Phosphorylation of Tau and its accumulation in the neurofibrillary tangles are characteristics of the pathogenesis of AD (3). The phosphorylation of Tau at Ser-396 is closely related to its abnormal polymerization (32). We observed a significant increase in the phosphorylation of Tau in the 6–8-month-old hAPP/Sod1^−/− mice, whereas no alternation of its total amount compared with hAPP/Sod1^+/+ mice (Fig. 3, C and E). Similarly, Sod1 reduction induced the higher phosphorylation of Tau in 15–17-month-old hAPP/Sod1^−/−, although almost no increases in total Tau among three 15–17-month-old mice groups were obtained (Fig. 3, D and F). On the other hand, Sod1 down-regulation did not significantly affect the total Tau and phosphorylation of Tau both in young and old non-Tg groups (supplemental Fig. S3, C–F). The difference in the ratio of phosphorylated Tau to total Tau among groups reached significance in both age Tg groups (Fig. 3, G and H), whereas that in both age non-Tg groups did not (supplemental Fig. S3, G and H). These findings suggest that impairment of memory or behavioral function induced by SOD1 decline is associated with presynaptic protein loss and/or Tau phosphorylation.

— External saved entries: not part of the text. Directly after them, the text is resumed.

PR #4417, opened 2025-06-26
containers: Abort when the monitor exception is DISCONNECT

gabivlj:
The issue that we are trying to fix is the capability throwing DISCONNECTED and us aborting the DO if that happens.

maybe not the best way to do it? How would I go about it? I just came up with catching the monitor exception and aborting in that case.

### DIFF
--- a/src/workerd/api/container.c++
+++ b/src/workerd/api/container.c++
@@ -14,7 +14,26 @@ namespace workerd::api {
 
 Container::Container(rpc::Container::Client rpcClient, bool running)
     : rpcClient(IoContext::current().addObject(kj::heap(kj::mv(rpcClient)))),
-      running(running) {}
+      running(running) {
+}
+
+void catchAndAbortOnDisconnect(jsg::Lock& js, jsg::Value err) {
+  jsg::JsValue handle = jsg::JsValue(err.getHandle(js));
+  auto kjException = js.exceptionToKj(handle);
+
+  // Check if the error is around disconnect
+  if (kjException.getType() == kj::Exception::Type::DISCONNECTED) {
+    auto e = JSG_KJ_EXCEPTION(FAILED, Error, "The client has disconnected");
+
+    // And abort the DO if it's due to a disconnect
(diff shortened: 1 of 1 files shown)


src/workerd/api/container.c++
```diff
@@ -75,7 +94,7 @@ jsg::Promise<void> Container::monitor(jsg::Lock& js) {
     running = false;
```
danlapid, line 94: You can use this block which is already the error handler 😄 

Would really help deduplicate some code.

src/workerd/api/container.c++
```diff
@@ -14,7 +14,26 @@ namespace workerd::api {
...
+void catchAndAbortOnDisconnect(jsg::Lock& js, jsg::Value err) {
+  jsg::JsValue handle = jsg::JsValue(err.getHandle(js));
+  auto kjException = js.exceptionToKj(handle);
+
+  // Check if the error is around disconnect
+  if (kjException.getType() == kj::Exception::Type::DISCONNECTED) {
+    auto e = JSG_KJ_EXCEPTION(FAILED, Error, "The client has disconnected");
+
+    // And abort the DO if it's due to a disconnect
+    IoContext::current().abort(kj::mv(e));
```
danlapid, line 29: Do we really want to abort? (honest question).
Shouldn't we just reconnect to CC?

gabivlj: How would it look like reconnecting in EW?

I think aborting could make sense because it would be like a script update (disconnects are infrequent)

kentonv:
I guess the reason you want to abort rather than throw to the caller is because they likely cannot start the container again, because it'll just throw the same exception. We need to restart the object in order to get a new connection to the container engine.

However, I think matching on DISCONNECTED for this is too coarse.

We probably need to monitor for disconnect of the actual connection inside the supervisor (in the internal codebase), and break the actor when we see a disconnect there.

That said, isn't the connection over a UDS socket? Why would it disconnect? (Maybe this discussion should move to an internal thread, though...)

PR #4419, opened 2025-06-27
[o11y] nfc: Refactor span tracing, avoid synthesizing span events in backend

fhanau:
Working towards fully decomposing spans, providing spanId/parentSpanId as intended in design.

- Move SpanBuilder constructor into source file


src/workerd/io/worker-interface.capnp
```diff
@@ -289,10 +289,6 @@ struct Trace @0x8e8d911203762d34 {
       exception @11 :Exception;
       log @12 :Log;
       link @13 :Link;
-      # While invocation span context (EW-8821) is not fully implemented, send completed spans as
-      # events so that we can provide timestamps and parent span definitions properly. Can be
-      # removed once that is done and span API is finalized.
-      completedSpan @14 :UserSpanData;
```
mar-cf, line 295: Non-backwards compatible change, breakages OK'd here at this stage.

fhanau:
Latest push is rebase only.

src/workerd/io/tracer.c++
```diff
@@ -35,7 +35,7 @@ void TailStreamWriter::report(const InvocationSpanContext& context, TailEvent::E
   // been closed.
   // This could be an assert, but just log an error in case this is prevalent in some edge case.
   if (outcomeSeen) {
-    KJ_LOG(ERROR, "reported tail stream event after stream close", event.is<CompleteSpan>(),
+    KJ_LOG(ERROR, "reported tail stream event after stream close", event.is<SpanOpen>(),
```
mar-cf, line 38: Add check for attribute and span close

mar-cf:
Following up will include removing CompleteSpan entirely - which will require WorkerTracer to consume composed span events instead of CompleteSpan.

PR #4420, opened 2025-06-27
Add base64 internal module and use for AI binding

ns476:
This will also be used for base64 support in the Images binding (hence the two functions that appear unused).


src/workerd/api/base64.c++
```diff
@@ -0,0 +1,45 @@
...
+  return buf.slice(0, out_size).attach(kj::mv(buf));
+}
+
+kj::String Base64Module::encodeArrayToString(kj::Array<kj::byte> input) {
+  auto size = simdutf::base64_length_from_binary(input.size()) + 1;
+  auto buf = kj::heapArray<kj::byte>(size);
+  auto out_size = simdutf::binary_to_base64(
+      input.asChars().begin(), input.size(), buf.asChars().begin(), simdutf::base64_default);
+  KJ_ASSERT(out_size + 1 <= size);
+  buf[out_size] = 0;
```
anonrig: What's the purpose of adding this?

src/workerd/api/base64.c++
```diff
@@ -0,0 +1,45 @@
...
+
+  // As we've base64 encoded, `buf` is guaranteed to contain valid UTF-8
+  return kj::String(buf.releaseAsChars());
```
anonrig: This makes an unnecessary copy. I think this function should just return jsg::JsString and can use

```
return js.str(buf.first(out_size);
```

You can use the following code as an example

```
jsg::JsString ServiceWorkerGlobalScope::btoa
```

types/defines/base64.d.ts
```diff
@@ -0,0 +1,10 @@
+declare module "cloudflare:base64" {
```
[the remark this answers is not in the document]
anonrig: This recommendation is correct

types/defines/base64.d.ts
```diff
@@ -0,0 +1,10 @@
+declare module "cloudflare-internal:base64" {
```
anonrig: Are you sure this file is required?

ns476: Ah yes, this is a private module, so we don't want this

src/workerd/api/base64.c++
```diff
@@ -0,0 +1,43 @@
+#include "base64.h"
+
+#include <kj/debug.h>
+
```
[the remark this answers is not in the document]
dario-piotrowicz: I think this comment is valid? 🤔

dario-piotrowicz (commented):
Hey @ns476 I can see windows build failures, could you look into addressing those? 🙏

ns476:
> Hey @ns476 I can see windows build failures, could you look into addressing those? 🙏

I've tried a different approach, let's see if that works

src/workerd/api/base64.c++
```diff
@@ -0,0 +1,45 @@
+#include "base64.h"
+
+#include "simdutf.h"
+
+#include <kj/debug.h>
+
+namespace workerd::api {
+
+kj::StringPtr simd_error_to_string(simdutf::error_code err) {
```
anonrig: This needs to return kj::String or you will see a use after free error in asan builds. Can you add a test that triggers this path?

src/workerd/api/base64.c++
```diff
@@ -0,0 +1,40 @@
+#include "base64.h"
+
+#include "simdutf.h"
+
+#include <kj/debug.h>
+
+namespace workerd::api {
+
+kj::Array<kj::byte> Base64Module::decodeArray(kj::Array<kj::byte> input) {
+  auto size = simdutf::maximal_binary_length_from_base64((const char*)input.begin(), input.size());
```
dario-piotrowicz, line 10:
```suggestion
  auto size = simdutf::maximal_binary_length_from_base64((const char*) input.begin(), input.size());
```
nit: are we missing a space here? 🤔

dario-piotrowicz (approved):
LGTM 🙂

src/workerd/api/base64.c++
ns476: clang-format yells with a space:
```
src/workerd/api/base64.c++:10:71: error: code should be clang-formatted [-Wclang-format-violations]
  auto size = simdutf::maximal_binary_length_from_base64((const char*) input.begin(), input.size());
                                                                      ^
ERROR:root:Code has linting issues. Fix with python ./tools/cross/format.py

ERROR: changes staged for commit have lint. Pass '--no-verify' or '-n' to skip.

To fix lint:
  just format
```

dario-piotrowicz: oh

ok sorry, my bad 🙇

kentonv:
Hey folks, this broke the internal build. It looks like the internal build CI action was skipped for some reason.

jasnell:
This was reverted and will need to be redone.  Looks like the original feature branch was deleted so we can't reopen this.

Sod1 Reduction Exacerbates Plaque Formation of hAPP Mice

To investigate the effect of Sod1 deficiency on plaque load in the brain, immunohistochemistry was performed using anti-Aβ antibodies (6E10 and 4G8). Robust formation of senile plaques in old hAPP/Sod1^−/− mice (age, 15–17 months) was found (Fig. 4A). The area occupied by plaques in the neocortex and hippocampus was quantified by densitometric analysis. The plaque load of hAPP/Sod1^−/− and hAPP/Sod1^+/− mice was markedly increased by about 2-fold as compared with that of hAPP/Sod1^+/+ mice (Fig. 4B). To confirm the results of immunohistochemical analysis, the concentration of brain Aβ in the TBS-insoluble fraction was measured by ELISA. In agreement with the calculation of plaque area (Fig. 4B), Fig. 4C shows that the levels of Aβ42 (286%) and Aβ40 (223%) in hAPP/Sod1^−/− mice were about twice that observed in hAPP/Sod1^+/+ mice, whereas hAPP/Sod1^+/− mice also showed a significant increase in Aβ42 (262%). These results indicate that in older animals the deletion of SOD1 increases the insoluble amyloid burden.

FIGURE 4.

Sod1 ablation accelerates senile plaque of hAPP mice. A, shown is representative Aβ immunohistochemistry of mice (age 15–17 months old) with the indicated genotypes obtained using 6E10 (anti-Aβ) antibody. The scale bar represents 500 μm. B, quantification of the mean plaque surface area (% of section ± S.E.) of 15–17-month-old hAPP mice using the 6E10 and 4G8 antibodies (n = 7 per genotype). hAPP/Sod1^−/− and hAPP/Sod1^+/− mice (ANOVA, p < 0.02) showed a significant increase in plaque area as compared with hAPP/Sod1^+/+. C, ELISA measurement of Aβ42 and Aβ40 in the TBS-insoluble fraction of 15–17-month-old hAPP mice (n = 5∼7 per genotype) is shown. The hAPP/Sod1^−/− (ANOVA, p < 0.001) and hAPP/Sod1^+/− mice (ANOVA, p < 0.05) showed increased Aβ42 levels as compared with hAPP/Sod1^+/+, whereas the amount of Aβ40 was elevated in only hAPP/Sod1^−/− (ANOVA, p < 0.001). D, shown is representative immunohistochemistry of mice (age, 6–8 months old) using 6E10 antibody. The scale bar represents 500 μm. The inset shows thioflavin-S fluorescence of small amyloid deposits marked with an arrowhead, in which the scale bar represents 75 μm. E and F, ELISA measurement of Aβ42 and Aβ40 in the TBS-insoluble fraction of 6–8-month-old mice (n = 5∼8 per genotype) is shown. The values in ELISA test are expressed as ng per mg of protein.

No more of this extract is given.